PR #225, opened 2024-03-21
Add backup list for door access

danieladugyan:
This pull request adds a backup list of student IDs for door access. It also includes testing for the door access endpoint.

### DIFF
--- a/src/routes/(app)/salto/[door]/constants.ts
+++ b/src/routes/(app)/salto/[door]/constants.ts
@@ -1,0 +1,13 @@
+// This needs to be updated at the turn of every year,
+// and it is chosen by the Head of Faculties (Källarmästare).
================
— PROBLEM STATEMENT —
Exact reproduction of every entry is needed.

— EXERCISE SOLUTION —
PR #225, opened 2024-03-21
Add backup list for door access

danieladugyan:
This pull request adds a backup list of student IDs for door access. It also includes testing for the door access endpoint.

### DIFF
--- a/src/routes/(app)/salto/[door]/constants.ts
+++ b/src/routes/(app)/salto/[door]/constants.ts
@@ -1,0 +1,13 @@
+// This needs to be updated at the turn of every year,
+// and it is chosen by the Head of Faculties (Källarmästare).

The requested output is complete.